[R] Finding overlaps in vector

Fri Dec 21 16:32:24 CET 2007

Here is a modification of the algorithm to use a specified value for
the overlap:

> vector <- c(0,0.45,1,2,3,3.25,3.33,3.75,4.1,5,6,6.45,7,7.1,8)
> # following add 0.5 as the overlap detection -- can be changed
> x <- rbind(cbind(value=vector, oper=1, id=seq_along(vector)),
+            cbind(value=vector+0.5, oper=-1, id=seq_along(vector)))
> x <- x[order(x[,'value'], -x[, 'oper']),]
> # determine which ones overlap
> x <- cbind(x, over=cumsum(x[, 'oper']))
> # now partition into groups and only use groups greater than or equal to 3
> # determine where the breaks are (0 values in cumsum(over))
> x <- cbind(x, breaks=cumsum(x[, 'over'] == 0))
> # delete entries with 'over' == 0
> x <- x[x[, 'over'] != 0,]
> # split into groupd
> x.groups <- split(x[, 'id'], x[, 'breaks'])
> # only keep those with more than 2
> x.subsets <- x.groups[sapply(x.groups, length) >= 3]
> # print out the subsets
> invisible(lapply(x.subsets, function(a) print(vector[unique(a)])))
[1] 0.00 0.45
[1] 3.00 3.25 3.33 3.75 4.10
[1] 6.00 6.45
[1] 7.0 7.1

On Dec 21, 2007 4:56 AM, Johannes Graumann <johannes_graumann at web.de> wrote:
> <posted & mailed>
>
> Dear all,
>
> I'm trying to solve the problem, of how to find clusters of values in a
> vector that are closer than a given value.
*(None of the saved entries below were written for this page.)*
PR #2848, opened 2022-02-28
Use scrollIntoView to scroll to the selected cell

amanmahajan7:
https://developer.mozilla.org/en-US/docs/Web/API/Element/scrollIntoView
https://developer.mozilla.org/en-US/docs/Web/CSS/scroll-padding
https://caniuse.com/?search=scroll-padding

https://caniuse.com/?search=scrollIntoView
Safari does not support `scrollIntoViewOptions`. It is fixed in TP so we can wait before merging this PR

```
element.scrollIntoView(scrollIntoViewOptions); 

interface ScrollIntoViewOptions extends ScrollOptions {
    block?: ScrollLogicalPosition;
    inline?: ScrollLogicalPosition;
}

type ScrollLogicalPosition = "center" | "end" | "nearest" | "start";
```

Edit: 
https://developer.apple.com/documentation/safari-release-notes/safari-15_4-release-notes
> Added support for the CSS scroll-behavior property and ScrollOptions, allowing smooth scrolling to anchors or via JavaScript.

We can revert if safari has any issues


src/DataGrid.tsx
```diff
@@ -730,18 +729,18 @@ function DataGrid<R, SR, K extends Key>(
...
       // TODO: replace with a #record? https://github.com/microsoft/TypeScript/issues/39831
-      scrollToCell(position);
+      scrollIntoView(gridRef.current?.querySelector('[tabindex="0"]'));
     } else {
       setSelectedPosition({ ...position, mode: 'SELECT' });
     }
   }
 
-  function scrollToCell({ idx, rowIdx }: Partial<Position>): void {
+  function scrollToColumn(idx: number): void {
```
amanmahajan7, line 738: We may be able to render an extra div, call `scrollIntoView` and remove it from the DOM.

src/DataGrid.tsx
```diff
@@ -1141,6 +1125,15 @@ function DataGrid<R, SR, K extends Key>(
       style={
         {
           ...style,
+          // handle sticky row/columns
```
amanmahajan7, line 1128: Do not need this on the sticky cells

test/column/colSpan.test.ts
```diff
@@ -147,7 +147,7 @@ describe('colSpan', () => {
     validateCellPosition(6, 11);
   });
 
-  it('should scroll to the merged cell when selected', () => {
+  it.skip('should scroll to the merged cell when selected', () => {
```
amanmahajan7, line 150: Not sure how to fix these this test as we no longer set `scrollLeft` manually. We can probably delete it

nstepien: Can we at least check that we call `scrollIntoView`?

src/DataGrid.tsx
```diff
@@ -1141,6 +1125,15 @@ function DataGrid<R, SR, K extends Key>(
       style={
         {
           ...style,
+          // set scrollPadding to correctly position non sticky cells
```
nstepien, line 1128:
```suggestion
          // set scrollPadding to correctly position non-sticky cells after scrolling
```

test/column/colSpan.test.ts
```diff
@@ -149,23 +148,28 @@ describe('colSpan', () => {
 
   it('should scroll to the merged cell when selected', () => {
     setupColSpanGrid(30);
-    const grid = screen.getByRole('grid');
     userEvent.click(getCellsAtRowIndex(8)[23]); // last visible cell (1920/80)
+    const spy = jest.spyOn(window.HTMLElement.prototype, 'scrollIntoView');
     navigate(3);
-    expect(grid.scrollLeft).toBe(240);
+    expect(spy).toHaveBeenCalled();
+    spy.mockReset();
```
nstepien, line 155: We could check that the number of calls is incremented instead of resetting each time, up to you
```suggestion
    expect(spy).toHaveBeenCalledTimes(1);
```

nstepien (dismissed):

src/DataGrid.tsx
```diff
@@ -730,18 +729,18 @@ function DataGrid<R, SR, K extends Key>(
     } else if (isSamePosition(selectedPosition, position)) {
       // Avoid re-renders if the selected cell state is the same
       // TODO: replace with a #record? https://github.com/microsoft/TypeScript/issues/39831
```
nstepien, line 731:
```suggestion
```

src/hooks/useRovingCellRef.ts
```diff
@@ -10,8 +11,9 @@ export function useRovingCellRef(isSelected: boolean) {
   }
 
   const ref = useCallback((cell: HTMLDivElement | null) => {
-    if (cell === null || cell.contains(document.activeElement)) return;
-
+    if (cell === null) return;
+    scrollIntoView(cell);
```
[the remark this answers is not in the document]
amanmahajan7: https://github.com/adazzle/react-data-grid/pull/2848/files#diff-0f9c631e39f2adf9fe111a2bb9ca7fab29327c1d43978939e30d3d36f5177ac4L408

We no longer scroll in DataGrid

test/column/editor.test.tsx
```diff
@@ -99,8 +99,9 @@ describe('Editor', () => {
     expect(screen.queryByLabelText('col1-editor')).not.toBeInTheDocument();
     userEvent.keyboard('123');
     expect(screen.getByLabelText('col1-editor')).toHaveValue(123);
+    const spy = jest.spyOn(window.HTMLElement.prototype, 'scrollIntoView');
     userEvent.keyboard('{enter}');
-    expect(getCellsAtRowIndex(0)).toHaveLength(2);
```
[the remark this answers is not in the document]
amanmahajan7: We cannot as the cell is scrolled using `scrollIntoView`. Previously we were manually calling `scrollToCell` on `Enter` but now the grid would unmount the editor, render the cell which in turn would call `scrollIntoView`

src/hooks/useRovingCellRef.ts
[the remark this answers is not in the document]
amanmahajan7: Only when we click on already selected cell. `cell` won't call `scrollIntoView` from the `ref` callback if it is selected and you click on it again.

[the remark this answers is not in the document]
amanmahajan7: Double checking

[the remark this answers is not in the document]
amanmahajan7: I can confirm it does not call it twice when the cell does not have focusable element. For a column like checkbox, it does call it twice but it is the same behavior without the current change

nstepien (approved):

src/DataGrid.tsx
```diff
@@ -405,10 +406,10 @@ function DataGrid<R, SR, K extends Key>(
     }
 
     prevSelectedPosition.current = selectedPosition;
-    scrollToCell(selectedPosition);
 
     if (selectedPosition.idx === -1) {
       rowRef.current!.focus({ preventScroll: true });
+      scrollIntoView(rowRef.current);
```
godon019, line 412: question: why do we not use
`rowRef.current!.focus()` only for scroll?
I am not sure why we preventScroll in focus and scroll with another function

Illustrated this might look as
> follows:
>
> vector <- c(0,0.45,1,2,3,3.25,3.33,3.75,4.1,5,6,6.45,7,7.1,8)
>
> When using '0.5' as the proximity requirement, the following groups would
> result:
> 0,0.45
> 3,3.25,3.33,3.75,4.1
> 6,6.45
> 7,7.1
>
> Jim Holtman proposed a very elegant solution in
> http://tolstoy.newcastle.edu.au/R/e2/help/07/07/21286.html, which I have
> modified and perused since he wrote it to me. The beauty of this approach
> is that it will not only work for constant proximity requirements as above,
> but also for overlap-windows defined in terms of ppm around each value.
> Now I have an additional need and have found no way (short of iteratively
> step through all the groups returned) to figure out how to do that with
> Jim's approach: how to figure out that 6,6.45 and 7,7.1 are separate
> clusters?
>
> Thanks for any hints, Joh
>
> ______________________________________________
> R-help at r-project.org mailing list
> https://stat.ethz.ch/mailman/listinfo/r-help
> PLEASE do read the posting guide http://www.R-project.org/posting-guide.html
> and provide commented, minimal, self-contained, reproducible code.
>

-- 
Jim Holtman
Cincinnati, OH
+1 513 646 9390

What is the problem you are trying to solve?